Ama o halde depresyon, korkunç zamanlarda bile evrensel değildir. Duygudurum bozukluğuna yatkın olmasına rağmen, büyük İtalyan yazar Primo Levi, Auschwitz'de geçirdiği aylarda depresyonda değildi. Savaştan veya politik baskıdan kaynaklanan dehşetten kurtulan bir avuç hastayı tedavi ettim. Aşırı yokluğa katlandıktan yıllar sonra depresyona geldiler. Tipik olarak, böyle bir kişi şunu söyleyecektir: "Anlamıyorum.Geçtim - ”ve burada zamanımızın utanç verici olaylarından birinin adını verecek. "Bunu yaşadım ve tüm o aylarda bunu hiç hissetmedim." Bu, depresyonun acımasız kasvetli yapısına, benliğin içi boş bir kabuğa işaret eder. Bir kişinin görebileceği en kötü şeyleri görmek bir deneyimdir; duygudurum bozukluğu yaşamak başka bir şeydir. Benliği azaltan depresyondur - ona karşı direnmek ya da ondan kurtulmak değildir.

Büyük bir kötülük tarafından kuşatılmış bir kişi bilge, gözlemci ve hayal kırıklığına uğrayabilir, ancak yine de bunalımda olmayabilir. Direnç, kendi içgörü ölçüsünü verir. Hayranlık duyduğumuz şeye hayranlık duymakta hiç zorluk çekmemeliyiz - derinlik, karmaşıklık, estetik parlaklık - ve depresyona karşı dört dörtlük ayakta durmalıyız.

Kramer'in sözleri, enerjisinin yüzde 90'ını, iyimser olmak için dayanma gücünden yoksun olduğu için depresyonda olduğunu söyleyen düşüncelerle mücadele ederek harcayan bir depresif kişiyi teselli ediyor.
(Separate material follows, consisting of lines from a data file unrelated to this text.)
PR #8168, opened 2024-09-12
Sync query and filter when refreshing discover page

abbyhu2000:
### Description

This PR resolves previously identified three similar bugs when using legacy discover:

Query and filter failed to persist when: 
* refresh the page
* switching between default discover table and datagrid
* using the share link

## Screenshot

https://github.com/user-attachments/assets/2b8e5b54-756a-4435-ba52-284e7c875616

## Changelog

- fix: Sync query and filter when refreshing discover page

### Check List

- [ ] All tests pass
  - [ ] `yarn test:jest`

### DIFF
--- a/src/plugins/discover/public/application/view_components/utils/use_search.ts
+++ b/src/plugins/discover/public/application/view_components/utils/use_search.ts
@@ -324,6 +324,11 @@ export const useSearch = (services: DiscoverViewServices) => {
       const savedSearchInstance = await getSavedSearchById(savedSearchId);
       setSavedSearch(savedSearchInstance);
 
+      // if saved search does not exist, do not atempt to sync filters and query from savedObject
+      if (!savedSearch) {
+        return;
+      }
+
       // sync initial app filters from savedObject to filterManager
       const filters = cloneDeep(savedSearchInstance.searchSource.getOwnField('filter'));
       const query =
--- a/src/plugins/discover/public/application/view_components/utils/use_search.ts
+++ b/src/plugins/discover/public/application/view_components/utils/use_search.ts
@@ -321,13 +321,13 @@ export const useSearch = (services: DiscoverViewServices) => {
   // Get savedSearch if it exists
   useEffect(() => {
     (async () => {
-      // if saved search does not exist, do not atempt to sync filters and query from savedObject
-      if (!savedSearchId) {
-        return;
-      }
-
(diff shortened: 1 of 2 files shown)


ashwin-pc (approved):
Can we add a test for this as a fast follow?

kavilla (approved):

src/plugins/discover/public/application/view_components/utils/use_search.ts
```diff
@@ -324,6 +324,11 @@ export const useSearch = (services: DiscoverViewServices) => {
       const savedSearchInstance = await getSavedSearchById(savedSearchId);
       setSavedSearch(savedSearchInstance);
 
+      // if saved search does not exist, do not atempt to sync filters and query from savedObject
+      if (!savedSearch) {
```
kavilla, line 328: i think the linter will complain that this isn't included in the dependency right? but then 325 sets this value.

i can see in the future someone listening to the linter and including the savedsearch in the dependencies.

shouldn't we just do 
```typescript
if (!savedSearchInstance) {
```

abbyhu2000: changed to use `savedSearchId` instead since it is already a dependency

abbyhu2000: savedSearchInstance does not work here because it is always defined

kavilla (approved):

sejli (dismissed):

src/plugins/discover/public/application/view_components/utils/use_search.ts
abbyhu2000: `savedSearchId` here wont work as well, because when we create a new saved search, the id is null, but we do not want to return here.

kavilla (approved):

sejli (approved):

abbyhu2000:
Manual 2.17 backport : https://github.com/opensearch-project/OpenSearch-Dashboards/pull/8179

abbyhu2000:
link check failure is not related: `* [404] [http://sites.google.com/site/murmurhash/](http://sites.google.com/site/murmurhash/) | Failed: Network error: Not Found`

neodescis:
This fix appears to have caused a very ugly bug where filters added on a dashboard or in the visualization editor then appear on the Discover page when you navigate there.

PR #8171, opened 2024-09-12
[Page Header] Add responsiveness for page header

zhongnansu:
### Description

- Add responsiveness for page header
- Stop converting data source picker actions to popover

## Screenshot

https://github.com/user-attachments/assets/fb34e737-dfd9-42d5-b948-596edd6d815d

## Changelog

- skip

### Check List

- [ ] All tests pass
  - [ ] `yarn test:jest`


zhongnansu:
> Just to confirm, the additional whitespace after removing the popover behavior will be addressed separately?
@virajsanghvi What's the whitespace you are referring to? Is it the one from this screenshot?
image

src/core/public/chrome/ui/header/header.tsx
```diff
@@ -443,22 +445,39 @@ export function Header({
...
+          </EuiHeaderSection>
+
+          {/* Right Section */}
+          <EuiHeaderSection side="right">
+            <EuiFlexGroup gutterSize="s">
+              <EuiFlexItem grow={false}>{renderCenterControls()}</EuiFlexItem>
+
+              <EuiFlexItem grow={false}>{renderActionMenu()}</EuiFlexItem>
+
+              <EuiFlexItem>{renderRightControls()}</EuiFlexItem>
```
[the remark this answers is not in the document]
zhongnansu: Yes,  side="right" prop ensures that the section is aligned to the right, and its child elements will not grow. Removing all grow=false

virajsanghvi:
> > Just to confirm, the additional whitespace after removing the popover behavior will be addressed separately?
> > @virajsanghvi What's the whitespace you are referring to? Is it the one from this screenshot?
> > image

Sorry, the space I'm referring to is the whitespace above the area selected in your screenshot.

zhongnansu:
@virajsanghvi Fixed the spacing issue, and updated the attached video, could you re-review?

src/core/public/chrome/ui/header/header.tsx
```diff
@@ -281,93 +284,186 @@ export function Header({
...
+    observables.navControlsExpandedCenter$.subscribe((value) => {
+      hasNavControlsExpandedCenter = isTruthy(value);
+    });
+    observables.navControlsRight$.subscribe((value) => {
+      hasNavControlsRight = isTruthy(value);
+    });
+
+    if (
+      !hasRightControls &&
+      !hasNavControlsExpandedCenter &&
```
virajsanghvi, line 387: curious why does this matter?

src/core/public/chrome/ui/header/header.tsx
```diff
@@ -443,22 +539,45 @@ export function Header({
...
+            <EuiFlexGroup gutterSize="s">
+              <EuiFlexItem grow={false}>
+                <EuiHeaderSectionItem border="none" data-test-subj="headerApplicationTitle">
+                  <EuiTitle size="l" className="newTopNavHeaderTitle">
+                    {breadcrumbs && <h1>{breadcrumbs[breadcrumbs.length - 1]?.text}</h1>}
+                  </EuiTitle>
+                </EuiHeaderSectionItem>
+              </EuiFlexItem>
+
+              {renderBadge() && <EuiFlexItem grow={false}>{renderBadge()}</EuiFlexItem>}
```
virajsanghvi, line 558: instead of evaluating these twice, can we assign to a variable and reuse?

src/core/public/chrome/utils.ts
```diff
@@ -221,3 +221,11 @@ export const getVisibleUseCases = (navGroupMap: Record<string, NavGroupItemInMap
...
   );
 };
+
+export const isTruthy = (value: any) => {
+  if (Array.isArray(value) && value.length === 0) {
+    return false;
+  }
+
+  return Boolean(value);
+};
```
virajsanghvi, line 231: The word "truthy" has an expectation in js, but the empty array check here breaks that. Can we rename this or if its only used in one file (which it looks like), can just put it there?

src/core/public/chrome/ui/header/header.tsx
```diff
@@ -281,93 +284,186 @@ export function Header({
...
 
-  const renderCenterControls = () => (
-    <>
-      {useUpdatedHeader && (
-        <EuiHeaderSectionItem border="none">
-          <HeaderNavControls navControls$={observables.navControlsExpandedCenter$} />
-        </EuiHeaderSectionItem>
-      )}
+    if (!hasLeftControls && !hasNavControlsLeft && useUpdatedHeader) {
+      return null;
```
virajsanghvi, line 299: Are there any consumers that rely on the presence of the dom element to insert content? Mostly just asking if this sparks any known use cases we could potentially break here, but I'm hoping no one is doing manual dom lookups to insert content.

virajsanghvi (commented):
I think we will want to address vertical padding between items but can be done after this cr: 
image

zhongnansu:
> I think we will want to address vertical padding between items but can be done after this cr: image

@virajsanghvi This comes with the default EuiFlexItem, to fix it, we need to update in OUI

virajsanghvi:
> > I think we will want to address vertical padding between items but can be done after this cr: image
> 
> @virajsanghvi This comes with the default EuiFlexItem, to fix it, we need to update in OUI

Can we not address with using smaller padding sizes on the elements or a css override? Anyways, may be easier to identify options once its pushed.

src/core/public/chrome/ui/header/header.tsx
zhongnansu: So based on my observation, even if there's nothing mounted to those header controls mountpoint . It still renders a empty <EuiHeaderSectionItem>, and taking up spaces with no content. That's where the empty spaces are coming from. So adding this check to remove the container when no content

src/core/public/chrome/ui/header/header.tsx
zhongnansu: No as far as I know, finger crossed

src/core/public/chrome/ui/header/header.tsx
virajsanghvi: To be clear, my question is caring about expandedCenter when rendering right items... Just curious why this matters here whereas it doesn't anywhere else

src/core/public/chrome/ui/header/header.tsx
zhongnansu: yeah will do,

src/core/public/chrome/utils.ts
zhongnansu: will rename to hasValue, and move to the file that uses it

src/core/public/chrome/ui/header/header.tsx
zhongnansu: I added here as the condition, since for old UI, we still have this mountpoint and in case anyone is using it(not as far as I know, also Miki documented this is unused), it can still be rendered as expected, instead of returning null. Just aligning with existing code, which made this "expandedCenter" par of overall right control
```

    return (
      <>
        {useUpdatedHeader && (
          <EuiHeaderSectionItem border="none">
            <HeaderNavControls navControls$={observables.navControlsExpandedRight$} />
          </EuiHeaderSectionItem>
        )}

        {useUpdatedHeader && (
          <EuiHeaderSectionItem border="none">
            <HeaderControlsContainer
              data-test-subj="headerRightControl"
              controls$={application.currentRightControls$}
            />
          </EuiHeaderSectionItem>
        )}

        <EuiHeaderSectionItem border={useUpdatedHeader ? 'none' : 'left'}>
          <HeaderNavControls side="right" navControls$={observables.navControlsRight$} />
        </EuiHeaderSectionItem>
      </>
    );
```

virajsanghvi: Sorry, where is expanded center here? I only see expandedRight

zhongnansu: it's a typo, it should be expandedRight

src/core/public/chrome/ui/header/header.scss
```diff
@@ -110,3 +110,11 @@
 #globalHeaderBars:has(.primaryApplicationHeader) {
   border-bottom: 1px solid $euiColorLightShade;
 }
+
+/* Control flex items to wrap when the viewport is less than the medium size */
+@media (max-width: 768px) {
```
virajsanghvi, line 115: nit: are $euiBreakpoints available here? If so, could use `$euiBreakpoints['m']` instead of the hard coded value

virajsanghvi (commented):
Change looks good assuming checks pass

virajsanghvi (approved):

ZilongX (approved):

Issue #330, opened 2021-05-05
[Bug] Ensure OpenSearch Dashboards stays available in large clusters


boktorbb-amzn:
### Problem Statement

For sufficiently large OpenSearch clusters, when Dashboards sends a health check out there can be a failure and Dashboards becomes unavailable.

Aslında Kramer'ı ilk okuduğumda derin bir rahatlama yaşadım. Bununla birlikte, depresyonun neden olduğu derinliğin bir kısmının iyi bir şey olduğunu hala düşünüyorum. Elbette dayanılmaz acılar çektiğim günlerde değil. Ancak, tokalarımı yapmak için hangi renkli kurdeleyi kullanabileceğim konusunda heyecanlanan ve çeyreğini Pacman ile harcayan dokuz yaşındaki çocuklardan biri olsaydım ... pekala, bu blogu yazmazdım.


Bu makale, bir kitap satın alındığında Psych Central'a küçük bir komisyonun ödendiği Amazon.com'a bağlı kuruluş bağlantılarını içerir. Psych Central'a desteğiniz için teşekkür ederiz!